_Problem description:_ Search the material for lines containing the word "zero", and copy each one.

————

PR #3867, opened 2024-04-24
Update drives.json: show drives with duration=0 but distance>0

DrMichael:
For discussion.
I would like to show also drives, where a duration of 0 is stored, but the distance is not 0. Kind of infinite speed... :-)

I just added  `OR (duration_min = 0 AND distance  >= 0)` to the WHERE clause.


jlestel:
Do these "0 trips" not risk distorting other stats based on the number of trips?

If so, documentation for cleaning up these trips would be sufficient for me.

DrMichael:
> Do these "0 trips" not risk distorting other stats based on the number of trips?
They are not completely zero, they have a distance. I ran into it working on the Statistics dashboard, which did show them, but Drives did not. Either we do this change or I adapt the Statistics dashboard.

> If so, documentation for cleaning up these trips would be usefull for me.
I also realised some invalid drives and some charging processes (no end_date or no significant data). Maybe removing those could be added to the documentation...

jlestel:
> > Do these "0 trips" not risk distorting other stats based on the number of trips?
> 
> They are not completely zero, they have a distance. I ran into it working on the Statistics dashboard, which did show them, but Drives did not. Either we do this change or I adapt the Statistics dashboard.
> 
> > If so, documentation for cleaning up these trips would be usefull for me.
> 
> I also realised some invalid drives and some charging processes (no end_date or no significant data). Maybe removing those could be added to the documentation...

Thank you for the clarification. I already fix incomplete with https://docs.teslamate.org/docs/maintenance/manually_fixing_data/ but maybe it’s another command to fix your invalid drives / charges

DrMichael:
Ah, distance should be greater than zero...

DrMichael:
@JakobLichterfeld I still think, drives with distance > 0 should be shown. Any objections?

JakobLichterfeld:
> @JakobLichterfeld I still think, drives with distance > 0 should be shown. Any objections?

I think so too. Was wondering if this is finished or not as your comment about > 0 wasn`t followed by a commit

JakobLichterfeld (approved):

————

_Reply:_
They are not completely zero, they have a distance. I ran into it working on the Statistics dashboard, which did show them, but Drives did not. Either we do this change or I adapt the Statistics dashboard.
> They are not completely zero, they have a distance. I ran into it working on the Statistics dashboard, which did show them, but Drives did not. Either we do this change or I adapt the Statistics dashboard.
Ah, distance should be greater than zero...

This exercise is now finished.